Fusion reactors and research hours

Miles Kim’s internship at Princeton Plasma Physics Laboratory

 

Miles Kim is a senior mechanical engineering major who spent last summer interning remotely at Princeton Plasma Physics Laboratory, which is located in New Jersey. Although engineering majors are not required to have an internship to graduate, a professor encouraged Kim to apply for one because it provides valuable experience that can help with finding a job after college. 

Kim applied to 12 internships that he found online, and was accepted into the Princeton Plasma Physics Laboratory and put to work designing a small casing to protect people who will eventually work with a fusion reactor. However, Kim felt like he was thrown into the deep end when he began his internship: “The guy I got hired with met with me once and told me really vaguely what I was supposed to do and then turned me loose. I was supposed to be putting in 40 hours a week and I have no idea what I’m doing.”

So, Kim decided to buckle down and teach himself. He created charts and graphs. He conducted independent research and read papers. He “started attacking one thing at a time.” Slowly, he was able to understand his role at the laboratory, and by the end of the summer he had completed a 71 page paper. 

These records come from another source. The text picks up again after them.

PR #3242, opened 2015-04-19
[RFC-039] chef handler dsl

ranjib:
Allows
```ruby
Chef.event_handler do
  on :run_failed do |exception|
    # ... hipchat_notify exception.message
  end
end
```


jdmundrawala:
This is awesome :+1:

thommay:
Awesome to the max! :+1:

lib/chef/event_dispatch/dsl.rb
```diff
@@ -0,0 +1,46 @@
...
+      # with user defined block against a chef event
+      #
+      # @return [Chef::EventDispatch::Base] a base handler object
+      def on(event_type, &block)
+        validate!(event_type)
+        handler = Chef::EventDispatch::Base.new
+        handler.define_singleton_method(event_type) do |*args|
+          block.call(args)
+        end
+        Chef::Config[:event_handlers] << handler
```
danielsdeleo: This will only work in a config file, right? You should be able to see if `Chef.run_context` exists yet and then register the handler in the middle of a run, as we discussed on the RFC.

danielsdeleo:
This LGTM as is, but IIRC you wanted to be able to define these in library files, too.

jonlives:
YES! :+1:

lib/chef/event_dispatch/dsl.rb
ranjib: should i raise an exception if  Chef.run_context is nil?

ranjib:
@danielsdeleo yup, i was intending to use it from libraries. what about core chef features, if i do write a telemetry system based on event handlers, do you think i should use this API ? or stick to raw event handlers api similar to doc formatters etc.

lib/chef/event_dispatch/dsl.rb
danielsdeleo: If you intend for this to also be usable from, say, client.rb (would be necessary to catch events very early in the run) then you will need to tolerate `Chef.run_context` being `nil`. IIRC we no longer support `--no-fork` with any kind of looping chef run, so you should be okay to both append to `Chef::Config[:event_handlers]` (works for the `client.rb`, case, ignored by the cookbook case) and do something like:

```ruby
# method names might be wrong, doing this from memory.
Chef.run_context.events.formatter.register(handler) if Chef.run_context
```

...to handle the load-from-cookbook case.

danielsdeleo:
@ranjib My mental model for this is it's just a DSL for event handler classes that also takes care of registering the handler for you. It sounds perfectly fine to me to do the same for telemetry stuff, e.g., at the core there's a thing where you write a class with some methods, but you can use a DSL instead if you prefer.

ranjib:
@danielsdeleo i have added Chef.run_context checks, and use events.register when available. I have added logic to fall back to Chef::Config[:event_handlers] in case we use the same API for defining handlers in client config file. Added a spec as well

lib/chef/event_dispatch/dsl.rb
```diff
@@ -0,0 +1,54 @@
...
+      # Adds a new event handler derived from base handler
+      # with user defined block against a chef event
+      #
+      # @return [Chef::EventDispatch::Base] a base handler object
+      def on(event_type, &block)
+        validate!(event_type)
+        handler = Chef::EventDispatch::Base.new
+        handler.define_singleton_method(event_type) do |*args|
+          block.call(args)
+        end
```
danielsdeleo: It's a little tricky to follow the different block contexts here. What happens if you do:

```ruby
Chef.event_handler do
  on(:run_start) { @analytics_connection = MyAnalyticsSystem::Connection.new }

  on(:other_event) { |data| @analytics_connection.send(data) }
end
```
Also, do methods defined inside `Chef.event_handler` resolve in the way you'd expect?

lib/chef/event_dispatch/dsl.rb
```diff
@@ -0,0 +1,54 @@
...
+        # Use current event dispacth system is run_context and associated event
```
danielsdeleo: typo "dispacth"

lib/chef/event_dispatch/dsl.rb
danielsdeleo: Also, it'd be nice to have tests for this kind of thing.

lib/chef/event_dispatch/dsl.rb
```diff
@@ -0,0 +1,54 @@
...
+class Chef
+  module EventDispatch
+    class DSL
+      # Adds a new event handler derived from base handler
+      # with user defined block against a chef event
+      #
+      # @return [Chef::EventDispatch::Base] a base handler object
+      def on(event_type, &block)
+        validate!(event_type)
+        handler = Chef::EventDispatch::Base.new
```
danielsdeleo: For debugging purposes, tt would be nice to take a name for the handler so it's not an anonymous class. That also would make it easier to test outside of a chef-client run.

lib/chef/event_dispatch/dsl.rb
```diff
@@ -0,0 +1,54 @@
...
+          Chef::Log.debug('Registering handler using config, this will only work inside config file')
+          Chef::Config[:event_handlers] << handler
+        end
+        handler
+      end
+
+      private
+      def validate!(event_type)
+        all_event_types = (Chef::EventDispatch::Base.instance_methods - Object.instance_methods)
+        raise Chef::Exceptions::UnknownEventType unless all_event_types.include?(event_type)
```
danielsdeleo: This should include a message stating what the invalid event type is, and probably a list of what the valid values are. Otherwise a simple typo could be frustrating to debug.

lib/chef/event_dispatch/dsl.rb
ranjib: since each handler code block is invoked inside a new instance of Chef::EventDispatch::Base, so i think this wont work. If you want to persist state you can use a custom object, i expect that too work due to closures. i.e. 
```ruby
Chef.event_handler do
foo = Foo.new
  on(:run_start) { foo.analytics_connection = MyAnalyticsSystem::Connection.new }
  on(:other_event) { |data| foo.analytics_connection.send(data) }
end
```
i'll validate this with specs, but does that work or you think setting instance variables is required. Cause in that route we'll have to share a single handler instance for all user defined callbacks.

lib/chef/event_dispatch/dsl.rb
ranjib: i can subclass Chef::EventDispatch::Base and introduce a name instance variable there. You want users to specify the name, or Chef internally to construct it? This is tied with the earlier strategy. i,e  it will be only useful if we want to share a single handler class for overriding all user defined callbacks

lib/chef/event_dispatch/dsl.rb
ranjib: yup, i'll fix it, this is not explanatory :-/
thanks for the review :-) .

lib/chef/event_dispatch/dsl.rb
danielsdeleo: The other way to go would be to create a class for each invocation of `Chef.event_handler`. For example,

```
def initialize(handler_class_name)
  @handler_class = Class.new(Chef::EventDispatch::Base)
  set_handler_class_const_in_sandbox_namespace(@handler_class)
  @handler_instance = @handler_class.new
end
```

Then the blocks you pass to the `on` method would just be the method bodies and instance variables and such should work.

ranjib:
@danielsdeleo addressed most of your comments. I have changed the logic to use a single handler instance for all call backs for individual `Chef.event_handler` invocation. I went on using `@name` instance variable instead of a class variable. Let me know what you think of the current implementation.

ranjib:
@danielsdeleo bump.

danielsdeleo:
Ok, I think this is good.

ranjib:
@chef/client-core this has gone through decent amount of changes since all of yours first review.. i think its good to go, a final round of checks?

ranjib:
@jaym can this go in 12.4.1?

coderanger:
@ranjib New feature means waiting for 12.5.

jaym:
12.4.1 is regressions only. While this looks safe, we've said no to other things and we even have changes on master that could go. Sorry. 12.5 shouldn't be too far out.

ranjib:
ack. no issues :-) . thanks for the quick reply.

danielsdeleo:
@ranjib when this is done, can you make a PR to Chef Docs? Our docs guy is looking for:

> so he should do a PR to chef-docs that has in his words the overview, list of methods (the :on_whatever things), and some examples. he can leverage the RFC. basically he just needs to point me to the right stuff.
and this topic: http://docs.chef.io/handlers.html
is where it'll end up as published
he does NOT need to get it right per chef-docs authoring guidelines
I will respond back in that PR with updates, changes, whatnots.
after it's "shipped" then he can do specific/legit PRs for tweaks going forward
but like always, I am happy to help get it over the wall

Ping @jamescott if you need a hand. Thanks!

jaym:
Also, release notes if you want to say anything in the blog post

jamescott:
I have created the placeholder docs for the 12.5 release: docs.chef.io/release/12-5/ so we can start doc'ing this now if you want @ranjib

tyler-ball:
:+1:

Kim said of the experience, “It was really scary and frustrating at first because I didn’t know what I was doing, but by the end I was having a lot of fun and I made a lot of progress. The stuff that I did isn’t being used right now, but 10 years down the road when they finally build [the casing] they will start with my work.”

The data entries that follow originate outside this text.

PR #3260, opened 2015-04-22
Update kitchen tests to use latest official test-kitchen

jdmundrawala:
Update kitchen tests to use latest official test-kitchen

cc @chef/client-core @schisamo @mcquin

### DIFF
--- a/kitchen-tests/.kitchen.travis.yml
+++ b/kitchen-tests/.kitchen.travis.yml
@@ -1,35 +1,36 @@
 ---
-driver_config:
+driver:
+  name: ec2
   aws_access_key_id: <%= ENV['AWS_ACCESS_KEY_ID'] %>
   aws_secret_access_key: <%= ENV['AWS_SECRET_ACCESS_KEY'] %>
   aws_ssh_key_id: <%= ENV['AWS_KEYPAIR_NAME'] %>
-  iam_profile_name: <%= ENV['IAM_PROFILE_NAME'] %>
+  region: "us-west-2"
+  availability_zone: "us-west-2a"
+  security_group_ids: ["travis-ci"]
+
 
 provisioner:
-  name: chef_zero
-  github: <%= ENV['TRAVIS_REPO_SLUG'] %>
-  branch: <%= ENV['TRAVIS_COMMIT'] %>
-  require_chef_omnibus: 12.0.0-rc.2
+  name: chef_github
+  github_owner: "chef"
+  github_repo: "chef"
+  refname: <%= ENV['TRAVIS_COMMIT'] %>
   data_path: test/fixtures
 # disable file provider diffs so we don't overflow travis' line limit
   client_rb:
     diff_disabled: true
 
+transport:
+  ssh_key: <%= ENV['EC2_SSH_KEY_PATH'] %>
+
 platforms:
   - name: ubuntu-12.04
-    driver_plugin: ec2
-    driver_config:
-      region: "us-west-2"
-      availability_zone: "us-west-2a"
-      ssh_key: <%= ENV['EC2_SSH_KEY_PATH'] %>
-      security_group_ids: ["travis-ci"]
-  - name: centos-6.4
-    driver_plugin: ec2
-    driver_config:
-      region: "us-west-2"
-      availability_zone: "us-west-2a"
-      ssh_key: <%= ENV['EC2_SSH_KEY_PATH'] %>
-      security_group_ids: ["travis-ci"]
+    driver:
+      # http://cloud-images.ubuntu.com/locator/ec2/
+      image_id: ami-c15379f1
+  - name: rhel-6
+    driver:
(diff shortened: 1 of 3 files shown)


jdmundrawala:
This seems to be an issue with the latest test-kitchen and kitchen-ec2
cc @fnichol @tyler-ball

tyler-ball:
Can you try this with [my kitchen-ec2 branch](https://github.com/test-kitchen/kitchen-ec2/pull/109)?  If that works for you, I'll merge 109 and you can depend on master for now until I get 0.9 released.  I need to write unit tests and update the linters, then it will be ready for release.

tyler-ball:
@jdmundrawala I updated the yaml with configs that work for me locally.  The last travis error I saw looked like an issue reading the IAM instance profile name out of the environment variables.  Ping me tomorrow and I'll take a look at it with you.

danielsdeleo:
Looks awesome :+1:

tyler-ball:
:+1: @jdmundrawala you can remove the `echo` and squash all these commits

kitchen-tests/.kitchen.travis.yml
```diff
@@ -1,35 +1,37 @@
...
   - name: centos-6.4
-    driver_plugin: ec2
-    driver_config:
-      region: "us-west-2"
-      availability_zone: "us-west-2a"
-      ssh_key: <%= ENV['EC2_SSH_KEY_PATH'] %>
-      security_group_ids: ["travis-ci"]
+    driver:
+      # https://aws.amazon.com/marketplace/seller-profile/ref=srh_res_product_vendor?id=16cb8b03-256e-4dde-8f34-1b0f377efe89
+      image_id: ami-b3bf2f83
```
schisamo: This AMI should come from the official Canonical list at:
http://uec-images.ubuntu.com/releases/precise/release/

I believe we want the 64-bit instance root store AMI: `ami-c15379f1`.

tyler-ball: This is Centos though :confused: Although if you had the official list for that, I would appreciate it!  Is http://cloud-images.ubuntu.com/locator/ec2/ a bad resource to find Ubuntu images?

schisamo: @tyler-ball totally missed that this was CentOS. In that case we should just use the RHEL AMIs we use in CI. Take a look here for a list:
https://github.com/chef/releng-chef-repo/blob/master/script/ci#L93-L96

Also `uec-images.ubuntu.com == cloud-images.ubuntu.com`.

tyler-ball: @schisamo What is the preference for using `instance` storage over `ebs`?  Is it cheaper?

btm: My memory on this was vague, but I remembered recently getting an error when trying to use an m1.small for something random and seeing the instance types had changes. Something's changing related to instance storage over at AWS, but I don't see any clear statements about it. The "m1" instances are being replaced by "t2" instances which don't support instance storage per [this page](http://aws.amazon.com/ec2/previous-generation/). Other instances still have instance storage but they're calling it "SSD" or "HDD" now on [the pricing page](http://aws.amazon.com/ec2/pricing/.

It's always seemed to me the value of instance storage over ebs storage is that you pay extra for how much ebs storage you used, but given that you don't have a choice in the small instances anymore, I guess you have to compare the cost of a t1 to an m3+ebs?

tyler-ball:
I updated Centos to RHEL using the RelEng AMI, and updated Ubuntu to use the instance store rather than EBS.  If Travis passes, this should be :ship:able

jdmundrawala:
hmm, I'm not sure this is correct... it seems be running the wrong provisioner :(

jdmundrawala:
Maybe we should add an audit to the cookbook?

tyler-ball:
@jdmundrawala I think adding an audit would be nice (it could even validate that 2+2=4)

What do you mean its running the wrong provisioner?

tyler-ball:
Also!  Test Kitchen and kitchen-vagrant have been released - lets use those latest versions!

jdmundrawala:
It was using chef_zero instead of chef_github

btm:
@jdmundrawala:

```
Resolving dependencies...
Bundler could not find compatible versions for gem "test-kitchen":
  In Gemfile:
    kitchen-vagrant (~> 0.17.0.beta.2) ruby depends on
      test-kitchen (~> 1.4) ruby
    kitchen-ec2 (>= 0) ruby depends on
      test-kitchen (= 1.4.0.rc.1) ruby
    test-kitchen (~> 1.4.0.rc.1) ruby
The command "eval bundle install --jobs=3 --retry=3" failed 3 times.
The command "bundle install --jobs=3 --retry=3" failed and exited with 6 during .
Your build has been stopped.
```

jdmundrawala:
@btm https://github.com/test-kitchen/kitchen-ec2/pull/112

PR #3262, opened 2015-04-22
add Chef::Log::Syslog class

lamont-granquist:
See:

* https://www.kickflop.net/blog/2013/06/27/syslog-output-for-chef-runs/
* http://lists.opscode.com/sympa/arc/chef/2014-12/msg00152.html
* https://github.com/higanworks-cookbooks/chef-client_syslog

It is relatively embarrassing to have a system administration tool that
doesn't support syslog out of the box.


lamont-granquist:
@jblaine @sawanoboly any chance you could do the work to actually test this and make sure it works?

jdmundrawala:
@lamont-granquist This is cool, people have been asking for event logs in a similar manner for windows

jdmundrawala:
Along those lines, maybe this needs to get broken up into its own file so we can similarly add it for windows event logger

lamont-granquist:
Dunno, as it is it was small enough I obviously didn't think it warranted doing that...  but can obviously easily extract...

This adds a dep on syslog-logger BTW, and that appears to be BSD licensed, so that should be fine.

It also will not collide with the symbols in the chef-client_syslog cookbook and avoids monkeypatching the Syslog::Logger class directly and instead inherits and overrides which should work and be cleaner...

lamont-granquist:
Not sure about unit tests, if it works i'll have to poke around and see what i can do...

jblaine:
I will absolutely test this. I'll try to get to it 4/23.

sawanoboly:
Yes, I can test it too.

sawanoboly:
@lamont-granquist 

hmm... I seem that write(message) sends text only.

The better way of using syslog is set severity level to each message.


In last year, I thought about using syslog and wrote implementation for v11.8.0 in my book (The chef guide book[japanese]), like below.



```
## in `client.rb`
require ’syslog-logger’
Logger::Syslog.class_eval do
  attr_accessor :sync, :formatter, :close
  def write(msg)
    self.send(data[2].downcase.to_sym, data[3])
  end
end

log_level :info
log_location Logger::Syslog.new("chef-client", Syslog::LOG_DAEMON)
```

sawanoboly:
I've tried to update and write spec. Please see https://github.com/chef/chef/pull/3265 .

jblaine:
FWIW, it doesn't seem to work with 11.18.0, or I'm doing something stupid/wrong.

```
[@dev:~/src] $ sudo chef-client --version
Chef: 11.18.0
[@dev:~/src] $ sudo which chef-client
/usr/bin/chef-client
[@dev:~/src] $ sudo chef-client
[2015-04-23T16:31:17-04:00] FATAL: Configuration error TypeError: no implicit conversion of String into Integer
[2015-04-23T16:31:17-04:00] FATAL:   /etc/chef/client.rb:9:in `new'
[2015-04-23T16:31:17-04:00] FATAL:   /etc/chef/client.rb:9:in `from_string'
[2015-04-23T16:31:17-04:00] FATAL: Aborting due to error in '/etc/chef/client.rb'
[@dev:~/src] 2 $ sudo cat /etc/chef/client.rb
chef_server_url "https://api.opscode.com/organizations/jblaine"
validation_client_name "jblaine-validator"
node_name "dev"

Dir.glob(File.join("/etc/chef", "client.d", "*.rb")).each do |conf|
  Chef::Config.from_file(conf)
end

log_location Chef::Log::Syslog.new("::Syslog::LOG_DAEMON", "chef-client")
[@dev:~/src] $
```

lamont-granquist:
thanks @sawanoboly -- @jblaine try again?

jblaine:
Yup, works now.

lamont-granquist:
lolwindows...

sawanoboly:
Ah..

```
`require': cannot load such file -- syslog (LoadError)
```

sawanoboly:
Windows doesn't have syslog.

https://github.com/ruby/ruby/blob/trunk/ext/extmk.rb#L498-L503

sawanoboly:
I've created new PR to avoid windows.

lamont-granquist:
@chef/client-core @chef/client-engineers ready for review.

spec/unit/log/syslog_spec.rb
```diff
@@ -0,0 +1,53 @@
...
+  end
+
+  after do
+    Chef::Log.level = @old_log_level
+    Chef::Log.use_log_devices(@old_loggers)
+  end
+
+  it "should send message with severity info to syslog." do
+    expect(syslog).to receive(:info).with("*** Chef 12.4.0.dev.0 ***")
+    Chef::Log.info("*** Chef 12.4.0.dev.0 ***")
```
thommay: is this going to be hideously fragile whenever we bump versions?

jdmundrawala: it should be fine, the line after the expect has that exact string

sawanoboly: @thommay Ah, I can relate to what you are saying.
You can remove a version from this line by pull request.

thommay: Eh, no. it's fine. Read too fast and just saw the version.

jdmundrawala:
I don't really like the fact that we have to parse text to figure out the type of message (info, warn, etc). At some point, we have these going into their own methods, so we really shouldn't need to do that.

That being said, I think I've looked at this before and it'd require some heavy refactoring, so I'm going to :+1:

lamont-granquist:
@chef/client-core @chef/client-engineers ping need one more for review

jonlives:
:+1:

lamont-granquist:
@jblaine @sawanoboly merged, you might want to give master a run and make sure it all still works before it ships...

sawanoboly:
@lamont-granquist  I've tried this with local_mode on Yosemite and Ubuntu14. It's working fine.

I added line below to client.rb.

```
log_location Chef::Log::Syslog.new("chef-client", ::Syslog::LOG_DAEMON)
```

The internship helped show Kim that he wants to pursue math, which he loves, and physics. Because of the internship, he has decided that he wants to work with plasma physics, specifically nuclear fusion, which is a clean energy source. Kim plans to attend graduate school next year.

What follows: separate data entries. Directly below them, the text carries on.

PR #3263, opened 2015-04-22
value_for_platform should use Chef::VersionConstraint::Platform

jordane:
It currently uses `Chef::VersionConstraint`, which doesn't work with some platforms, such as Fedora, where versions are reported as a single number like `21`. When `value_for_node` tries to create
a `Chef::VersionConstraint` with a single digit version constraint, it throws `Chef::Exception::CookbookInvalidVersion`


lamont-granquist:
LGTM :+1:

thommay:
:+1:

Issue #3266, opened 2015-04-23
securable_resource Windows shared_examples assume incorrect default owner/groups


dbjorge:
About a third of the Windows-desktop-specific functional test failures tracked by #3106 that I can repro on my machine are the result of:

    spec/support/shared/functional/securable_resource.rb:

    shared_examples_for "a securable resource without existing target" do
      context "on Windows", :windows_only do
        it "sets group to None on create if group is not specified" do

The example expects a group of None, but the implementation does not explicitly set any group at all on newly created files when no group is specified, which isn't quite the same. In practice, the current implementation results in the resource taking on a primary group based on the calling process token's primary group SID, which in practice is the user SID the process is running in the context of.

I think it probably makes more sense to update the shared_examples' expectations to match the actual default system behavior, rather than updating the implementation to match the shared_examples' current expectations.

There is a related issue with the tests' assumptions around default behavior for ownership - the tests assume that the owner should always be the Administrators group, but that's only mostly accurate (see https://technet.microsoft.com/en-us/library/cc961992.aspx). Both sets of examples should be updated to check chef's behavior against the actual defaults.

Issue #3106, opened 2015-03-18
Functional test failures on Windows desktops


btm:
Compiling this for @mwrock, @fnichol. It'd be helpful to know the results of `bundle exec rspec -cb spec/functional/*` for other people on Windows. @jdmundrawala? @ksubrama?  

About a year ago I was tracking down a functional test failure in [CHEF-5193](https://tickets.opscode.com/browse/CHEF-5193) and I was seeing a bunch of test failures on my desktop that I wasn't seeing on a 2012vm. The output of those failures is here: https://gist.github.com/btm/802f31fba4cad8d38b4a

Today, in an admin powershell from `C:\Users\btm_000\documents\github\chef`, I get:

```
Finished in 16 minutes 37 seconds (files took 7.65 seconds to load)
3548 examples, 40 failures, 95 pending
```

I got the same errors in an admin powershell from `C:\ruby\chef` though:

```
Finished in 14 minutes 36 seconds (files took 7.28 seconds to load)
3548 examples, 40 failures, 95 pending
```

Most of the errors are repeating shared examples for file resources. Of course, the concern is that if these fail for other people it's going to make contribution harder because they're not starting from a point of all the tests passing.

mwrock:
Took a look at this today. I pulled latest `master`, `bundle install`ed and then `bundle exec rspec -cb spec/functional/*`.

My results were:

```
Finished in 12 minutes 58 seconds (files took 9.37 seconds to load)
3552 examples, 33 failures, 91 pending
```

I am running Windows 10 build 10041. Looking at some of the failures it seems like the tests really need to run on a specific os version or even image since many errors were due to bad SIDs or pointer addresses.

dbjorge:
#3266 tracks and #3267 addresses the SID issues in the securable_resource-based specs, which is about 1/3 of what I'm seeing on my Windows 8.1 desktop. Remaining failures are https://gist.github.com/dbjorge/432105bd9a3e3ae3fc8d, haven't looked deeply into any of them.

stuartpreston:
This is so old I'm closing it.  We're down to 21 functional test failures on Windows 10, and 20 of those are probably due to a WinRM configuration that needs to be documented.  Tracking those in #7439 and #7440 instead.
```
Finished in 24 minutes 49 seconds (files took 36.29 seconds to load)
3745 examples, 21 failures, 66 pending
```

PR #3267, opened 2015-04-23
#3266 Fix bad Windows securable_resource functional spec assumptions for default file owners/groups

dbjorge:
See also issue #3106.

It wasn't 100% clear what the most correct fix path was here. The options I considered were:

1) Update the Windows file providers to explicitly set newly created files with no user-specified group to use the None group SID.
2) Update the spec to always assume the group should be SID.current_user
3) Update the spec to query for the actual defaults and check against them

I avoided 1 because there didn't seem to be any compelling reason to prefer the None-group behavior - there isn't backwards compatibility concern (because the implementation doesn't do it today) and it would be confusing for Chef to make up its own default behavior on top of the OS's already-confusing default behavior.

I avoided 2 because I was concerned about execution cases that I'm apparently not seeing - presumably this test passes in a test kitchen in its current form, which makes me suspect perhaps current_user isn't as accurate as MSDN suggests if, say, a non-interactive service is creating the resource.

This PR implements option 3. It was a little bit more code, but I'm happier with how it turned out. And it does fix about 1/3 of the functional spec failures #3106 mentions (of those I repro on my desktop, at least).


btm:
@chef/client-windows @ksubrama review?

ksubrama:
:+1:  I read the MSDN specs for the function calls made and this pull request makes sense to me.

Thanks for the work!

thommay:
@chef/client-windows can we get another review on this please?

btm:
:+1:

dbjorge:
Thanks all!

As shown by Kim’s experience, internships have many benefits including increasing the probability of being hired, giving valuable experience, and boosting a resume. The National Association of Colleges and Employers reports that employers rank internship experience “as the top differentiator between two equally qualified job candidates.” It can therefore be worthwhile to apply for internships even if your major doesn’t require one. 

Kim encourages engineering majors specifically to pursue internships, saying, “Even though it’s not required, an internship is a really good way to figure out what you want to do and if you enjoy it.” 


Posted on January 5, 2022




 

Miles Kim is passionate about math and plans on pursuing a career in nuclear fusion.